If you haven’t already, you need to start thinking about how consumers may interact with your business via mobile devices. According to comScore’s latest report, “2012 Mobile Future in Focus,” smartphone ownership nearly doubled in 2011 alone (more than 100 million Americans now have a smartphone) and a growing number of consumers are using them to perform activities such as search, email, social networking, and shopping.

Here are a few highlights from the report and why these mobile trends should matter to you.

Nearly 50% of U.S. and Canadian mobile subscribers used mobile browsers. That means they’re potentially visiting your website while on their smartphone, tablet, or other mobile device with access to the web. If your website is not optimized to look good or be functional on these devices, you could be providing an unsatisfactory user experience or even losing customers.

Tips on getting your site ready for mobile devices: choose blog/website templates that utilize responsive design or that are mobile-friendly; choose an ecommerce solution that offers a mobile version of your store site in parallel with the ‘regular’ version; or use tools like Mobify to create a mobile version of your existing site.

40.8% of U.S. consumers used email via their mobile device. If the emails you send to prospects and/or customers—like eNewsletters, promotional offers, order confirmation emails, etc.—are not optimized for viewing on smaller screens, then you could be providing an unsatisfactory user experience or missing out on opportunities to close more business.

For tips on designing emails that work well on both desktop and mobile devices, check out the article, “6 Tips for Optimizing Email for Mobile.”

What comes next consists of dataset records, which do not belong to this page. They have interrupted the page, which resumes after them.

PR #76, opened 2020-04-27
Kmk mt counts

kishorikonwar:
### Purpose
To add the number of mitochondrial genes for each cell

### Changes
 a. Added a  new option to pass the gtf file to the CalculateCellMetrics
 b. Added a function in gtf to make a set of the mitochondrial genes from the gtf file
 c. In the gathering step of cell metrics each gene name in a cell was checked if it one of the mitochondrial genes in the list and counted appropriately.

### Review Instructions
 a. Review the code change
 b. Run the pytest

### DIFF
--- a/src/sctools/gtf.py
+++ b/src/sctools/gtf.py
@@ -18,7 +18,8 @@ https://useast.ensembl.org/info/website/upload/gff.html
 
 import logging
 import string
-from typing import List, Dict, Generator, Iterable, Union
+import re
+from typing import List, Dict, Generator, Iterable, Union, Set
 
 from . import reader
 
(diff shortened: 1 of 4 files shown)


src/sctools/gtf.py
```diff
@@ -260,6 +261,46 @@ def _resolve_multiple_gene_names(gene_name: str):
...
+        gene_name = record.get_attribute("gene_name")
+        gene_id = record.get_attribute("gene_id")
+
+        if gene_name is None:
+            raise ValueError(
+                f"Malformed GTF file detected. Record is of type gene but does not have a "
+                f'"gene_name" field: {record}'
+            )
+        if re.match('^mt-', gene_name, re.IGNORECASE):
+            if gene_id not in mitochondrial_gene_ids:
```
jessicaway, line 298: Do we need this explicit check? Since this is a set, you should be able to add and entry twice without duplication.

khajoue2:
cython package is required to run the test and it is not currently in the requirements.txt file.

pytest fails. 
FAILED src/sctools/test/test_groups.py::test_write_aggregated_qc_metrics - TypeError: concat() got an unexpected keyword argument 'join_axes'

The function write_aggregated_qc_metrics has the following line:
df = pd.concat([df, dat], axis=1, join_axes=[dat.index])

I think the problem is that join_axes is deprecated in the new version of pandas.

26.5% of U.S. consumers accessed maps on their mobile device. Maps give consumers the ability to search for businesses around their current location or find routes to get to a local business. To reach these consumers, ensure that your business’s location not only shows up on the maps that they’re accessing, but that the information about your businesses is accurate and kept up to date.

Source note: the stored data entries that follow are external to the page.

PR #77, opened 2020-05-19
added mt molecules and percent

kishorikonwar:
### Purpose
For each cell we add the following metrics:
- n_mitochondrial_genes: the number of mitochondrial genes
- n_mitochondrial_molecules: the number of molecules from mitochondrial genes, i.e., sum of the counts from mitochondrial genes 
- pct_mitochondrial_molecules:  percentage of n_mitochondrial_molecules in terms of the total number of molecules for the cell across all genes
### Changes
modified:   src/sctools/metrics/aggregator.py
- No changes.

### DIFF
--- a/src/sctools/metrics/aggregator.py
+++ b/src/sctools/metrics/aggregator.py
@@ -415,7 +415,7 @@ class CellMetrics(MetricAggregator):
     n_mitochondrial_genes: int
         The number of mitochondrial genes detected by this cell
     n_mitochondrial_molecules: int
-        The number of molecutes from mitochondrial genes detected by this cell
+        The number of molecules from mitochondrial genes detected for this cell
     pct_mitochondrial_molecules: int
         The percentage of molecutes from mitochondrial genes detected by this cell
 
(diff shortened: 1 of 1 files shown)


src/sctools/metrics/aggregator.py
```diff
@@ -414,6 +414,10 @@ class CellMetrics(MetricAggregator):
         The number of genes that are observed by more than one read in this cell
     n_mitochondrial_genes: int
         The number of mitochondrial genes detected by this cell
+    n_mitochondrial_molecules: int
+        The number of molecutes from mitochondrial genes detected by this cell
```
khajoue2, line 418: molecutes, That's a cute misspelling!

src/sctools/metrics/aggregator.py
```diff
@@ -414,6 +414,10 @@ class CellMetrics(MetricAggregator):
...
+    pct_mitochondrial_molecules: int
+        The percentage of molecutes from mitochondrial genes detected by this cell
```
khajoue2, line 420: molecutes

Now, you may be asking, “How do I get my business listed on iPhone maps?” Much of the data displayed on mapping applications comes from Google. If you haven’t already, set up a Google Places page for your business. Be sure to choose the category that best describes your business from a consumer’s perspective and include a keyword-rich description. For example, people often use these maps to search for local businesses via general terms like “restaurants”, “shoe repair”, “book store”, and so on. Additionally, if there are industry specific mobile applications that have mapping features that help consumers find local businesses, make sure your business has a profile set up on those too (I’m thinking about apps like Urbanspoon, for example).

Believe it or not, this trend can also help businesses track the efficacy of offline marketing efforts to engage local consumers and get them into stores. Wingstop recently launched a local direct mail campaign that gave postcard recipients the ability to scan a QR code to get driveway-to-store driving directions on their mobile device. Since each QR code is unique and associated with a mail recipient, Wingstop can track when it was scanned and who scanned it (valuable information for organizing follow-up marketing campaigns).

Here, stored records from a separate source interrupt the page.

PR #78, opened 2020-07-20
changed the intermediate bam file writing of the SplitBam command Sam

kishori82:
In the SplitBamByCellBarcode the intermediate files were in BAM format. In this PR we change them to SAM format for faster writing.


kishori82:
Will create the same request with a separate github accont

PR #84, opened 2020-09-30
gl_1148

nikellepetrillo:
### Purpose

### Changes

update pandas package
### Review Instructions

- No instructions.

### DIFF
--- a/requirements.txt
+++ b/requirements.txt
@@ -1,5 +1,5 @@
 crimson==0.5.2
-pandas==0.25.3
+pandas==1.1.1
 pysam==0.16.0.1
 pytest-cov==2.5.1
 pytest==5.1.1


pshapiro4broad:
The ticket (GL-1148)'s description says 

> There are a few places where old notations are used to call pandas, we should update this to the formatting of the latest version and update that dependency.

But the ACs only mention updating the version, not changing the old notations to new notations. If that work isn't done as part of this ticket, is there another ticket for doing this work?

khajoue2 (approved):

nikellepetrillo:
@pshapiro4broad there was a specific place farzaneh/koshori mentioned about there being a problem with the old notation. I updated it to the new notation here: https://github.com/HumanCellAtlas/sctools/pull/81/files 

I will check and see if there are any other places where there is old notation

PR #92, opened 2022-01-03
added option to output-format as either FASTQ or BAM

kishorikonwar:
### Purpose
STARSolo runs into a RAM limit for very large (over 100 GB in .fastq.gz format)  FASTQ files for 10x samples. Therefore, the solution is to partition the FASTQ files by the barcodes with a user-specified size limit. We already had a function that partitions the FASTQ sequences into BAM files. This PR modifies the C++ code to allow FASTQ options.

### Changes
We added user-specified options --output-format, which can take the options BAM or FASTQ for the split files.


khajoue2 (approved):

wjdingman1:
good to merge!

Postcard that allows customers to scan a qr code or text a phrase to a shortcode to get door-to-door driving directions on their mobile device. Wing Stop card produced by QuantumDigital, Inc.

Postcard that allows customers to scan a qr code or text a phrase to a shortcode to get door-to-door driving directions on their mobile device. Wingstop card produced by QuantumDigital, Inc.

12.2% of U.S. consumers accessed online retail through their mobile device.

More and more people are making purchases directly from their mobile devices through mobile-friendly ecommerce sites and mobile applications. This capability, for many industries, reduces inbound calls and eliminates order errors by allowing consumers to place and confirm orders themselves. As a business owner, ensuring your site is easy to navigate on mobile devices will help remove potential barriers that could prevent or stop a purchase from your mobile audience.

The comScore study also noted that users are increasingly relying on their smartphones to comparison shop, research product features, and share their shopping experience with friends. Keep this in mind when developing content. Make is easy for consumers to find and share information on your website.

1 in 5 U.S. smartphone owners scanned a QR code with their phone.

There’s been plenty of debate about QR codes. Should they stay or should they go? The marketers that are using them in smart ways will argue that QR codes have value and aren’t going anywhere this year. As more consumers are presented with relevant reasons to scan the codes and as more marketers become aware of the tracking capabilities of unique codes, their usage may ramp up instead of down.